Greetings, spindly-fingered spendthrifts, and welcome once
again to the BARGAIN BASEMENT OF DOOOOOM. Frankly, it’s about time that I
stopped fannying about in the minor leagues and turned my attention to the big
guy. The greatest of them all. You know who I’m talking about – the lean,
green, and rarely mean MARTIAN MANHUNTER.
The great thing about being an obsessive fan of a character
who’s not quite as staggeringly popular as the Batmanses and Spideymensches and
Wolvereenies of this world is that his books tend to crop up regularly in the
50p boxes, and therefore are an ideal subject upon which to expound at
arse-numbing length in this semi-regular celebration of all things cheap and wonderful.
So, unless I’m restrained by a court order, this will be merely the beginning
of a whole month of Martian-oriented goodness. You might want to grab
yourselves some fire...
Up first is MM’s first-ever solo book. This four-issue mini-series from 1988 was written by JM DeMatteis (Justice League, Amazing Spider-Man, Daredevil) with art from Mark Badger (Power Pack, Question Quarterly, Batman: Jazz).
Up first is MM’s first-ever solo book. This four-issue mini-series from 1988 was written by JM DeMatteis (Justice League, Amazing Spider-Man, Daredevil) with art from Mark Badger (Power Pack, Question Quarterly, Batman: Jazz).

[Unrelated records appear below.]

Issue #944, opened 2021-11-29
Trim safekeeper WAL based on s3_lsn feedback from pageserver


kelvich:

stepashka:
@SomeoneToIgnore , can you help with this?

SomeoneToIgnore:
I know what to do now, will deal with my current task and add this, before Friday.

SomeoneToIgnore:
https://github.com/zenithdb/zenith/pull/991

stepashka:
note, without #1049 our trimming isn't always correct

PR #1037, opened 2021-12-20
Extend replication protocol with ZenithFeedback message

lubennikovaav:
Extend replication protocol with ZenithFeedback message to pass custom feedback fields and make this message extensible.

**This PR breaks the API. Inform console team before merging.**

Instead of standard SatndbyStatusUpdate, now walreceiver sends ZenithFeedback message, which includes standby_status_update fields and also contains extra fields. Currently, the only custom field is `current_instance_size`.
The message can be extended, retaining backward compatibility.

This is needed for #320.

 #944 and backpressure lsns are fit into standard standby_status_update lsn fields, but in future, we may decide to send them as custom fields if necessary.

Note that this PR uses a patched version of rust-postgres. Respective PR is [here](https://github.com/zenithdb/rust-postgres/pull/3)
vendor/postgres PR is https://github.com/zenithdb/postgres/pull/108

### DIFF
--- a/walkeeper/src/safekeeper.rs
+++ b/walkeeper/src/safekeeper.rs
@@ -22,6 +22,7 @@ use zenith_metrics::{
 use zenith_utils::bin_ser::LeSer;
 use zenith_utils::lsn::Lsn;
 use zenith_utils::pq_proto::SystemId;
+use zenith_utils::pq_proto::ZenithFeedback;
 use zenith_utils::zid::{ZTenantId, ZTimelineId};
 
 pub const SK_MAGIC: u32 = 0xcafeceefu32;
@@ -278,9 +279,8 @@ pub struct AppendResponse {
     // We report back our awareness about which WAL is committed, as this is
     // a criterion for walproposer --sync mode exit
     pub commit_lsn: Lsn,
-    // Min disk consistent lsn of pageservers (portion of WAL applied and written to the disk by pageservers)
-    pub disk_consistent_lsn: Lsn,
     pub hs_feedback: HotStandbyFeedback,
+    pub zenith_feedback: ZenithFeedback,
 }
 
 impl AppendResponse {
@@ -289,8 +289,8 @@ impl AppendResponse {
             term,
             flush_lsn: Lsn(0),
             commit_lsn: Lsn(0),
-            disk_consistent_lsn: Lsn(0),
             hs_feedback: HotStandbyFeedback::empty(),
+            zenith_feedback: ZenithFeedback::empty(),
         }
     }
 }
@@ -395,10 +395,11 @@ impl AcceptorProposerMessage {
                 buf.put_u64_le(msg.term);
                 buf.put_u64_le(msg.flush_lsn.into());
                 buf.put_u64_le(msg.commit_lsn.into());
-                buf.put_u64_le(msg.disk_consistent_lsn.into());
                 buf.put_i64_le(msg.hs_feedback.ts);
                 buf.put_u64_le(msg.hs_feedback.xmin);
                 buf.put_u64_le(msg.hs_feedback.catalog_xmin);
+
+                msg.zenith_feedback.serialize(buf)?
             }
         }
 
@@ -614,9 +615,9 @@ where
             term: self.s.acceptor_state.term,
             flush_lsn: self.flush_lsn,
             commit_lsn: self.s.commit_lsn,
-            disk_consistent_lsn: Lsn(0),
             // will be filled by the upper code to avoid bothering safekeeper
             hs_feedback: HotStandbyFeedback::empty(),
+            zenith_feedback: ZenithFeedback::empty(),
         }
     }
 
--- a/walkeeper/src/timeline.rs
+++ b/walkeeper/src/timeline.rs
@@ -27,6 +27,7 @@ use crate::upgrade::upgrade_control_file;
 use crate::SafeKeeperConf;
 use postgres_ffi::xlog_utils::{XLogFileName, XLOG_BLCKSZ};
 use std::convert::TryInto;
+use zenith_utils::pq_proto::ZenithFeedback;
 
 // contains persistent metadata for safekeeper
 const CONTROL_FILE_NAME: &str = "safekeeper.control";
@@ -35,17 +36,17 @@ const CONTROL_FILE_NAME_PARTIAL: &str = "safekeeper.control.partial";
 const POLL_STATE_TIMEOUT: Duration = Duration::from_secs(1);
 pub const CHECKSUM_SIZE: usize = std::mem::size_of::<u32>();
 
-/// Replica status: host standby feedback + disk consistent lsn
+/// Replica status update + hot standby feedback
 #[derive(Debug, Clone, Copy)]
 pub struct ReplicaState {
     /// last known lsn received by replica
     pub last_received_lsn: Lsn, // None means we don't know
-    /// combined disk_consistent_lsn of pageservers
-    pub disk_consistent_lsn: Lsn,
     /// combined remote consistent lsn of pageservers
     pub remote_consistent_lsn: Lsn,
     /// combined hot standby feedback from all replicas
     pub hs_feedback: HotStandbyFeedback,
+    /// Zenith specific feedback received from pageserver, if any
+    pub zenith_feedback: Option<ZenithFeedback>,
 }
 
 impl Default for ReplicaState {
@@ -58,13 +59,13 @@ impl ReplicaState {
     pub fn new() -> ReplicaState {
         ReplicaState {
             last_received_lsn: Lsn::MAX,
-            disk_consistent_lsn: Lsn(u64::MAX),
-            remote_consistent_lsn: Lsn(u64::MAX),
+            remote_consistent_lsn: Lsn(0),
             hs_feedback: HotStandbyFeedback {
                 ts: 0,
                 xmin: u64::MAX,
                 catalog_xmin: u64::MAX,
             },
+            zenith_feedback: None,
         }
     }
 }
@@ -109,13 +110,40 @@ impl SharedState {
             acc.hs_feedback.xmin = min(acc.hs_feedback.xmin, state.hs_feedback.xmin);
             acc.hs_feedback.catalog_xmin =
                 min(acc.hs_feedback.catalog_xmin, state.hs_feedback.catalog_xmin);
-            acc.disk_consistent_lsn = Lsn::min(acc.disk_consistent_lsn, state.disk_consistent_lsn);
-            // currently not used, but update it to be consistent
-            acc.last_received_lsn = Lsn::min(acc.last_received_lsn, state.last_received_lsn);
-            // When at least one replica has preserved data up to remote_consistent_lsn,
-            // safekeeper is free to delete it, so chose max of all replicas.
-            acc.remote_consistent_lsn =
-                Lsn::max(acc.remote_consistent_lsn, state.remote_consistent_lsn);
+
+            // FIXME
+            // If multiple pageservers are streaming WAL and send feedback for the same timeline simultaneously,
+            // this code is not correct.
+            // Now the most advanced feedback is used.
+            // If one pageserver lags when another doesn't, the backpressure won't be activated on compute and lagging
+            // pageserver is prone to timeout errors.
+            //
+            // To choose what feedback to use and resend to compute node,
+            // we need to know which pageserver compute node considers to be main.
+            // See https://github.com/zenithdb/zenith/issues/1171
+            //
+            if let Some(zenith_feedback) = state.zenith_feedback {
+                if let Some(acc_feedback) = acc.zenith_feedback {
+                    if acc_feedback.ps_writelsn < zenith_feedback.ps_writelsn {
+                        warn!("More than one pageserver is streaming WAL for the timeline. Feedback resolving is not fully supported yet.");
+                        acc.zenith_feedback = Some(zenith_feedback);
+                    }
+                } else {
+                    acc.zenith_feedback = Some(zenith_feedback);
+                }
+
+                // last lsn received by pageserver
+                // FIXME if multiple pageservers are streaming WAL, last_received_lsn must be tracked per pageserver.
+                // See https://github.com/zenithdb/zenith/issues/1171
+                acc.last_received_lsn = Lsn::from(zenith_feedback.ps_writelsn);
+
+                // When at least one pageserver has preserved data up to remote_consistent_lsn,
+                // safekeeper is free to delete it, so choose max of all pageservers.
+                acc.remote_consistent_lsn = max(
+                    Lsn::from(zenith_feedback.ps_applylsn),
+                    acc.remote_consistent_lsn,
+                );
+            }
         }
         acc
     }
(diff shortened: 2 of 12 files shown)


kelvich:
Ok, let's add our custom `z` response type to the protocol. We have enough space in Reply/Feedback messages to fit size in (4 bytes replyTime, 16 bytes for xmin and catalogXmin), but that would be confusing. I would rather add some connection option in callmemaybe to indicate that caller is capable of handling that message types.

> Now setup with direct safekeeper->compute_node

you meant compute->pageserver?

> write_lsn = last_lsn_received by_pageserver;
> flush_lsn = write_lsn;
> apply_lsn = disk_consistent_lsn; // used for backpressure

So `disk_consistent_lsn` is used for backpressure and `write_lsn=flush_lsn=last_lsn_received by_pageserver`. Does safekeeper or compute use `write_lsn/flush_lsn`?

lubennikovaav:
> I would rather add some connection option in callmemaybe to indicate that caller is capable of handling that message types.

Is there any kind of callerthat will use callmemaybe and not use our extended protocol?

> > Now setup with direct safekeeper->compute_node
> 
> you meant compute->pageserver?
> 

Yep, that's a typo.

> > write_lsn = last_lsn_received by_pageserver;
> > flush_lsn = write_lsn;
> > apply_lsn = disk_consistent_lsn; // used for backpressure
> 
> So `disk_consistent_lsn` is used for backpressure and `write_lsn=flush_lsn=last_lsn_received by_pageserver`. Does safekeeper or compute use `write_lsn/flush_lsn`?

`write_lsn` is used by safekeeper to check if pageserver is caught up.
`flush_lsn` is used by `synchronous_commit`. In pageserver's reply flush_lsn it is the same as write_lsn.
In safekeeper's reply `flush_lsn` means "Locally flushed part of WAL".

walkeeper/src/safekeeper.rs
```diff
@@ -282,6 +282,8 @@ pub struct AppendResponse {
     pub commit_lsn: Lsn,
     // Min disk consistent lsn of pageservers (portion of WAL applied and written to the disk by pageservers)
     pub disk_consistent_lsn: Lsn,
+    // instance size of the timeline
+    pub instance_size: u64,
```
kelvich, line 286: That breaks protocol =/ @arssher @petuhovskiy may be switch hs_feedback to some binary json format so we can add new fields easily?

kelvich: Also `instance_size` sounds like a static limit value. May be `current_size` (we also have a total one which includes sliced WAL) is better?

lubennikovaav: It is already a custom message, isn't it?
AppendResponse on postgres side is handled by `HandleWalKeeperResponse()`

zenith_utils/src/pq_proto.rs
```diff
@@ -768,3 +770,14 @@ impl<'a> BeMessage<'a> {
...
     }
 }
+
+// Zenith extension of postgres replication protocol
+// See ZENITH_STATUS_UPDATE_TAG_BYTE
+#[derive(Debug, Clone, Serialize, Deserialize)]
+pub struct ZenithStatusUpdate {
+    // The last LSN that is synced to remote storage and is guaranteed to survive pageserver crash
+    // Used by safekeepers to remove WAL preceding `remote_consistent_lsn`.
+    pub remote_consistent_lsn: Lsn,
```
kelvich, line 780: I still don't get why can't we put lsn in a usual feedback message to keep them together. IMO it would make more sense to move backpressure-related lsn here since it is semantically different from usual ones

kelvich:
> > I would rather add some connection option in callmemaybe to indicate that caller is capable of handling that message types.
> 
> Is there any kind of caller that will use callmemaybe and won't use our extended protocol?
>

Postgres when connected directly to the pageserver

kelvich:
We've chatted a bit with @lubennikovaav about formats and lsns here. Short summary:

* 3 LSN in StandbyReplyMessage are enough. Let's make they be last_receiver_lsn / disk_consistent_lsn / s3_consistent_lsn. If we need more lsn's we may put them to zenith_response
* that should work both for postgres<->pageserver and for safekeeper<->pageserver
* postgres<->safekeeper comms use they own protocol and won't be affected
* zenith_response should be flat key-value string format like -- like ErrorResponse in libpq, but let's use keys as strings (instead of bytes). That way we can easily parse it in postgres code and maintain backward-compatibility. * makes sense to switch hs_feedback in safekeeper's AppendResponse to zenith_response -- that way we can proxy pass it, enrich with some other key and maintain compatibility.

cc @arssher @petuhovskiy

arssher:
Ok.

lubennikovaav:
CI failute is unrelated to this PR and covered in issue #1068

pytest.ini
```diff
@@ -6,4 +6,4 @@ markers =
 minversion = 6.0
 log_format = %(asctime)s.%(msecs)-3d %(levelname)s [%(filename)s:%(lineno)d] %(message)s
 log_date_format = %Y-%m-%d %H:%M:%S
-log_cli = true
+log_cli = false
```
petuhovskiy, line 9: Accidentally?

lubennikovaav: yes
I reverted it.

zenith_utils/src/pq_proto.rs
```diff
@@ -892,7 +907,12 @@ impl ZenithFeedback {
                     }
                 }
                 _ => {
-                    info!("ZenithFeedback parse. unknown key {}", key)
+                    let len = buf.get_i32();
+                    info!(
+                        "ZenithFeedback parse. unknown key {} of len {}. Skip it.",
+                        key, len
+                    );
+                    buf.advance(len as usize);
```
petuhovskiy, line 915: [advance](https://docs.rs/bytes/0.4.7/bytes/buf/trait.Buf.html#tymethod.advance) takes cnt in bytes, not bits, so I'd pass len as bytes count in serialize(). I also think it's better to add unit tests here with encode/decode in different cases: with and without unknown fields.

petuhovskiy (approved):

walkeeper/src/timeline.rs
```diff
@@ -109,13 +115,18 @@ impl SharedState {
...
                 min(acc.hs_feedback.catalog_xmin, state.hs_feedback.catalog_xmin);
-            acc.disk_consistent_lsn = Lsn::min(acc.disk_consistent_lsn, state.disk_consistent_lsn);
-            // currently not used, but update it to be consistent
-            acc.last_received_lsn = Lsn::min(acc.last_received_lsn, state.last_received_lsn);
-            // When at least one replica has preserved data up to remote_consistent_lsn,
-            // safekeeper is free to delete it, so chose max of all replicas.
-            acc.remote_consistent_lsn =
-                Lsn::max(acc.remote_consistent_lsn, state.remote_consistent_lsn);
+
+            // Here we assume that only one active pageserver
```
LizardWizzard, line 119: What is the definition of "active" here? How this plays with tenant relocation/possible second pageserver for failover? Why we cant continue using value calculated across all replicas?

zenith_utils/src/pq_proto.rs
```diff
@@ -798,3 +813,156 @@ impl<'a> BeMessage<'a> {
         Ok(())
     }
 }
+
+// Zenith extension of postgres replication protocol
+// See ZENITH_STATUS_UPDATE_TAG_BYTE
+#[derive(Debug, Clone, Copy, PartialEq, Serialize, Deserialize)]
+pub struct ZenithFeedback {
+    // Last known size of the timeline. Used to enforce timeline size limit.
+    pub current_instance_size: u64,
```
LizardWizzard, line 822: Nit: If the only meaning is timeline size, can we rename it to something like current_timeline_size? IMO instance size is too broad

zenith_utils/src/pq_proto.rs
```diff
@@ -798,3 +813,156 @@ impl<'a> BeMessage<'a> {
...
+    // Parts of StandbyStatusUpdate we resend to compute via safekeeper
+    pub ps_writelsn: u64,
+    pub ps_applylsn: u64,
+    pub ps_flushlsn: u64,
+    pub ps_replytime: SystemTime,
+}
+pub const ZENITH_FEEDBACK_FIELDS_NUMBER: u8 = 5;
+
+impl ZenithFeedback {
+    pub fn empty() -> ZenithFeedback {
```
LizardWizzard, line 832: This shouldn't be needed it enum is used to store it in the `ReplicaState`. In its current form It looks like a placeholder value which possible can be misinterpreted, so I think solution with enum is preferable

zenith_utils/src/pq_proto.rs
```diff
@@ -798,3 +813,156 @@ impl<'a> BeMessage<'a> {
...
+        write_cstr(&Bytes::from("ps_flushlsn"), buf)?;
+        buf.put_i32(8);
+        buf.put_u64(self.ps_flushlsn);
+        write_cstr(&Bytes::from("ps_applylsn"), buf)?;
+        buf.put_i32(8);
+        buf.put_u64(self.ps_applylsn);
+
+        let timestamp = match self.ps_replytime.duration_since(*PG_EPOCH) {
+            Ok(d) => d.as_micros() as i64,
+            Err(e) => -(e.duration().as_micros() as i64),
```
LizardWizzard, line 861: Does it mean that we can be before PG_EPOCH? I think in that case we can bubble up the error but I cant imagine how can we actually trigger this case

zenith_utils/src/pq_proto.rs
```diff
@@ -798,3 +813,156 @@ impl<'a> BeMessage<'a> {
...
+pub struct ZenithFeedback {
+    // Last known size of the timeline. Used to enforce timeline size limit.
+    pub current_instance_size: u64,
+    // Parts of StandbyStatusUpdate we resend to compute via safekeeper
+    pub ps_writelsn: u64,
+    pub ps_applylsn: u64,
+    pub ps_flushlsn: u64,
+    pub ps_replytime: SystemTime,
+}
+pub const ZENITH_FEEDBACK_FIELDS_NUMBER: u8 = 5;
```
LizardWizzard, line 829: Lets and some note here. Something like: 
```
NOTE: Do not forget to increment this number when adding new fields to ZenithFeedback. Do not remove previously available fields because this might be backwards incompatible.
```

zenith_utils/src/pq_proto.rs
```diff
@@ -798,3 +813,156 @@ impl<'a> BeMessage<'a> {
...
+
+    pub fn parse(mut buf: Bytes) -> ZenithFeedback {
+        let mut zf = ZenithFeedback::empty();
+        let nfields = buf.get_u8();
+        let mut i = 0;
+        while i < nfields {
+            i += 1;
+            let key_cstr = read_null_terminated(&mut buf).unwrap();
+            let key = cstr_to_str(&key_cstr).unwrap();
+            match key {
```
LizardWizzard, line 878: Does it make sense to validate that all values have been successfully initialized with correct values? It might cause issues if some of the fields are missing and then someone assumes that all of them were initialized and have non zero values.

LizardWizzard (commented):
Concept looks good to me, though I'm a bit concerned about custom binary format and possible issues with it. May it be an option to use similar encoding like for parameters inside startup packet? Everything is optional and we can deserialize without giving out possibly partially initialized state. Code for managing this encoding is already available in pg backend on the rust side and may be reachable on the postgres side too. Please correct me if I'm wrong

walkeeper/src/timeline.rs
lubennikovaav: "Active" here means pageserver that is connected to the safekeeper and sends the feedback to it.
I'll reword the comment to clarify that.

If there is more than one active pageserver, we must choose what feedback to pass to the compute node.
So we need to identify the pageserver to which the compute node is connected, and use its feedback.

`remote_consistent_lsn` can be max of all values, though.
As for 'last_received_lsn' we need to track it for each pageserver separately, to ensure that they are caught up. 
I recall, your PR addressed that.

zenith_utils/src/pq_proto.rs
lubennikovaav: Well, there's not much to validate.

Feedback messages also serve as keepalive responses, so walsender may send empty values before something was actually replicated. Postgres walsender fine with receiving invalid lsns in a feedback too:
```
/*
	 * The xlog locations that have been written, flushed, and applied by
	 * standby-side. These may be invalid if the standby-side has not offered
	 * values yet.
	 */
```

If some fields are missing, it may be just a different version of the protocol.
Do you think it's worth adding an API version number to the message to control this?

zenith_utils/src/pq_proto.rs
lubennikovaav: We do need some default feedback values to fill AppendResponse before any real feedback is received from pageserver's walreceiver.
These 0 values are interpreted as invalid by Postgres walsender. See comment below

zenith_utils/src/pq_proto.rs
lubennikovaav: It is a copy-paste it from rust-postgres `standby_status_update()` implementation.
But, I don't see how can we get here, either.
So I've changed it to throwing error.

lubennikovaav:
> Concept looks good to me, though I'm a bit concerned about custom binary format and possible issues with it. May it be an option to use similar encoding like for parameters inside startup packet? Everything is optional and we can deserialize without giving out possibly partially initialized state. Code for managing this encoding is already available in pg backend on the rust side and may be reachable on the postgres side too. Please correct me if I'm wrong

startup packet uses null-terminated strings to pass key-value pairs and converting lsns to Cstrings and back is quite a mess.
Besides, there's not much code to reuse - parsing is scattered around different functions and not even close to a set of clear ser-deser functions.

So, I'd go with a custom fornat. it's clear how to read and write it on both rust and postgres sides.

zenith_utils/src/pq_proto.rs
```diff
@@ -798,3 +813,160 @@ impl<'a> BeMessage<'a> {
...
+        buf.put_i32(8);
+        buf.put_u64(self.ps_flushlsn);
+        write_cstr(&Bytes::from("ps_applylsn"), buf)?;
+        buf.put_i32(8);
+        buf.put_u64(self.ps_applylsn);
+
+        let timestamp = self
+            .ps_replytime
+            .duration_since(*PG_EPOCH)
+            .unwrap()
```
LizardWizzard, line 865: Let's use expect here instead of unwrap

zenith_utils/src/pq_proto.rs
```diff
@@ -798,3 +813,160 @@ impl<'a> BeMessage<'a> {
...
+                        zf.ps_replytime = *PG_EPOCH - Duration::from_micros(-raw_time as u64);
+                    }
+                }
+                _ => {
+                    let len = buf.get_i32();
+                    info!(
+                        "ZenithFeedback parse. unknown key {} of len {}. Skip it.",
+                        key, len
+                    );
+                    println!("{}", key);
```
LizardWizzard, line 919: I think log message should be enough

zenith_utils/src/pq_proto.rs
```diff
@@ -7,10 +7,14 @@ use byteorder::{BigEndian, ByteOrder};
 use byteorder::{ReadBytesExt, BE};
 use bytes::{Buf, BufMut, Bytes, BytesMut};
 // use postgres_ffi::xlog_utils::TimestampTz;
```
LizardWizzard, line 9: While we are here, I think it can be removed

LizardWizzard (approved):

LizardWizzard:
> So, I'd go with a custom fornat. it's clear how to read and write it on both rust and postgres sides.

Agreed. Thats indeed a better option then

First, a bit of background. J’onn J’onzz, the Martian
Manhunter (or Manhunter from Mars, if you prefer) first appeared as a back-up
feature in Detective Comics #225, way back in 1955. Created by pulp author Joseph
Samachson and artist Joe Certa, J’onn was certainly a product of
his time, a crude mish-mash of B-movie sci-fi and hard-boiled detective fiction
– a strange and powerful visitor from another world masquerading as a
maverick noir-lite cop. In his first appearance, J’onn is accidentally
teleported to Earth by a mad scientist, Dr Erdel, who drops dead of a heart
attack upon seeing his green discovery. Stranded on Earth, J’onn takes on the
form of a dead policeman and fights crime (as you do). His Silver Age
adventures are as wacky and ridiculous as any of the era, with J’onn hanging
around with a cute alien sidekick (Zook) and creating ice-cream out of thin air
using ‘all the powers of space’ (no, really).

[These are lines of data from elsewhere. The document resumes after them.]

PR #1043, opened 2021-12-22
Failpoints

knizhnik:
See https://discord.com/channels/869525774699462656/922518319637090354

### DIFF
--- a/.circleci/config.yml
+++ b/.circleci/config.yml
@@ -126,7 +126,7 @@ jobs:
             fi
 
             export CARGO_INCREMENTAL=0
-            "${cov_prefix[@]}" cargo build $CARGO_FLAGS --bins --tests
+            "${cov_prefix[@]}" cargo build $CARGO_FLAGS --features fail/failpoints --bins --tests
 
       - save_cache:
           name: Save rust cache
--- a/control_plane/src/local_env.rs
+++ b/control_plane/src/local_env.rs
@@ -72,6 +72,18 @@ pub struct PageServerConf {
 
     // jwt auth token used for communication with pageserver
     pub auth_token: String,
+
+    // GC activation period
+    pub gc_period: String,
+
+    // GC horizon
+    pub gc_horizon: u64,
+
+    // Checkpoint period
+    pub checkpoint_period: String,
+
+    // Checkpoint distance
+    pub checkpoint_distance: u64,
 }
 
 impl Default for PageServerConf {
@@ -81,6 +93,10 @@ impl Default for PageServerConf {
             http_port: 0,
             auth_type: AuthType::Trust,
             auth_token: "".to_string(),
+            gc_period: "1s".to_string(),
+            gc_horizon: 64 * 1024,
+            checkpoint_period: "1s".to_string(),
+            checkpoint_distance: 1024 * 1024,
         }
     }
 }
--- a/control_plane/src/local_env.rs
+++ b/control_plane/src/local_env.rs
@@ -93,10 +93,10 @@ impl Default for PageServerConf {
             http_port: 0,
             auth_type: AuthType::Trust,
             auth_token: "".to_string(),
-            gc_period: "1s".to_string(),
-            gc_horizon: 64 * 1024,
+            gc_period: "100s".to_string(),
+            gc_horizon: 64 * 1024 * 1024,
             checkpoint_period: "1s".to_string(),
-            checkpoint_distance: 1024 * 1024,
+            checkpoint_distance: 256 * 1024 * 1024,
         }
     }
 }
--- a/pageserver/src/bin/pageserver.rs
+++ b/pageserver/src/bin/pageserver.rs
@@ -10,6 +10,7 @@ use std::{
     str::FromStr,
     thread,
 };
+
 use tracing::*;
 use zenith_utils::{auth::JwtAuth, logging, postgres_backend::AuthType, tcp_listener, GIT_VERSION};
 
@@ -28,6 +29,7 @@ use zenith_utils::shutdown::exit_now;
 use zenith_utils::signals::{self, Signal};
 
 use const_format::formatcp;
+use fail::FailScenario;
 
 /// String arguments that can be declared via CLI or config file
 #[derive(Serialize, Deserialize, PartialEq, Eq, Clone)]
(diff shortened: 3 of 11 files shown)


control_plane/src/local_env.rs
```diff
@@ -72,6 +72,18 @@ pub struct PageServerConf {
...
+    pub gc_period: String,
+
+    // GC horizon
+    pub gc_horizon: u64,
+
+    // Checkpoint period
+    pub checkpoint_period: String,
+
+    // Checkpoint distance
+    pub checkpoint_distance: u64,
```
funbringer, line 86: Looks like this change is unrelated to failpoints. Could you extract this into a separate patch?

pageserver/src/bin/pageserver.rs
```diff
@@ -488,6 +490,13 @@ fn main() -> Result<()> {
     // as a ref.
     let conf: &'static PageServerConf = Box::leak(Box::new(conf));
 
+    let scenario = FailScenario::setup();
+    if fail::has_failpoints() {
+        std::panic::set_hook(Box::new(|_| {
+            std::process::exit(1);
+        }));
+    }
+
```
lubennikovaav, line 499: I don't quite understand the purpose of this code.
`FailScenario::setup()` configures fail points specified in the `FAILPOINTS` environment variable. 
As far as I see it is never used in the tests.

Have you set it manually?

test_runner/fixtures/zenith_fixtures.py
```diff
@@ -431,6 +431,10 @@ def __init__(self, config: ZenithEnvBuilder):
 pg_port = {pageserver_port.pg}
 http_port = {pageserver_port.http}
 auth_type = '{pageserver_auth_type}'
+gc_period = '1s'
+gc_horizon = 67108864
+checkpoint_period = '1s'
+checkpoint_distance = 1048576
```
lubennikovaav, line 437: Using non-default settings in all tests doesn't look right to me.
Let's tune them for one test, if necessary. Or change defaults if we believe that they are bad.

test_runner/batch_others/test_recovery.py
```diff
@@ -0,0 +1,51 @@
...
+                    # Sleep for some time to let checkpoint create image layers
+                    time.sleep(2)
+
+                    # Configure failpoints
+                    pscur.execute(
+                        "failpoints checkpoint-before-sync=sleep(2000);checkpoint-after-sync=panic")
+
+                    # Do some updates until pageserver is crashed
+                    try:
+                        while True:
```
lubennikovaav, line 39: Maybe add some timeout in case checkpointer fails to fail?

control_plane/src/local_env.rs
```diff
@@ -81,6 +93,10 @@ impl Default for PageServerConf {
             http_port: 0,
             auth_type: AuthType::Trust,
             auth_token: "".to_string(),
+            gc_period: "100s".to_string(),
+            gc_horizon: 64 * 1024 * 1024,
+            checkpoint_period: "1s".to_string(),
+            checkpoint_distance: 256 * 1024 * 1024,
```
lubennikovaav, line 99: Why not use DEFAULT_CHECKPOINT_PERIOD and other `defaults` here?

.circleci/config.yml
```diff
@@ -126,7 +126,7 @@ jobs:
             fi
 
             export CARGO_INCREMENTAL=0
-            "${cov_prefix[@]}" cargo build $CARGO_FLAGS --bins --tests
+            "${cov_prefix[@]}" cargo build $CARGO_FLAGS --features fail/failpoints --bins --tests
```
lubennikovaav, line 129: Do we need a similar change for `cargo build` in Makefile?

lubennikovaav (changes requested):

pageserver/src/bin/pageserver.rs
funbringer: I suspect @knizhnik wanted to make it testable/usable in manual mode while developing this feature. Either way, I'd leave it be since it's useful.

test_runner/fixtures/zenith_fixtures.py
funbringer: I'd argue the change doesn't belong to this PR.

knizhnik: This changes are needed for test_recovery.py test included in this PR.

pageserver/src/bin/pageserver.rs
knizhnik: The purpose of this code is to cause pageserver termination in case of panic. `failpoint` module doesn't provide some builtin action to terminate process. It can only thrown panic which terminates just current thread. And if we want to test abnormal process termination we need to terminate the whole process.

control_plane/src/local_env.rs
knizhnik: This changes are needed for test_recovery.py test included in this PR.

test_runner/batch_others/test_recovery.py
knizhnik: It seems to be no normal reasons for pageserver to "fail to fail". If it happen, then it is bug as hanging of any other test. There is CI timeout to terminate test run in this case. Do we need some extra timeout in each test? Certainly if this test hangs and CI run is terminated by timeout, then we will not get results for other tests which are not launched. If it will happen frequently, then it may be a problem and we really need to somehow explicitly prevent hanging in  test_recovery test. By right now I prefer not to solve this problem.

control_plane/src/local_env.rs
knizhnik: 1 sec and 256Mb seems to be default checkpoint values.
I just prefer to specify them explicitly in this file, because setting for tests may be different with one used in productions. So not want that checkpoint interval for tests depends on default setting for production.

.circleci/config.yml
knizhnik: I do not want failpoints to be linked in production. It should be used only for tests. When we are doing "cargo build" there is no information whether we are doing it to run tests or we are building images for production. Certainly we can create special make target for building zenith with safepoints. For me  manual specification of `--features fail/failpoints` works fine. Is there any other way except creating special make target for  builds with safepoints?

Including safepoints only in debug builds IMHO is not also good option, because debug version is soooo slow.

control_plane/src/local_env.rs
funbringer: I'm trying to say that IMO failpoints infra patch should include neither the test nor those settings.

knizhnik: IMHO it is strange to commit some feature without test.

lubennikovaav:
I've opened a new PR with rebased version of this one: #1324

Despite there being little demand
for dairy-based superpowers, he ended up being a founder member of the Justice
League, and stuck with the team until #71, when he was finally rescued by his fellow
Martians and went back home. In the following years, J’onn resurfaced here and
there, usually in space-based stories, but it wasn’t until 1984 that he
returned to Earth full time, repelling a Martian invasion in the process, and
rejoined the JLA.
After a reasonably lengthy stint as leader of the arguably
(or arguably deservedly) undersung Justice League Detroit, J’onn then became a
pivotal, senior member of the Giffen/DeMatteis post-Crisis Justice League (one
of the finest comics of all time). Just a year into the new JL’s run, J’onn’s
first-ever solo series hit the shelves, and fundamentally shook his world.
The story follows on from Justice League Annual #1, in which
the Martian Manhunter used his own body as a prison for a sentient spore
hell-bent on taking over the minds of all humans on Earth. At first, J’onn
could safely contain the spore, but at the start of his solo series, the spore
is breaking down his defences – feverish, confused, terrified and losing
control of his shapeshifting powers, he is wracked by terrible visions, his
body warping into grotesque monstrosities. As he fights to regain control, he
finds himself encountering the ghosts of his past.
In the process, almost everything about the character’s
history is subverted – Dr Erdel didn’t die, but the entire population of
Mars did, including J’onn’s wife and daughter. His traditional superheroic form
was a lie, a sci-fi cliché made flesh, a more palatable version of his less
humanoid natural shape. His memories of Mars were also false. His weakness to
fire was psychosomatic. J’onn J’onzz wasn’t even his real name.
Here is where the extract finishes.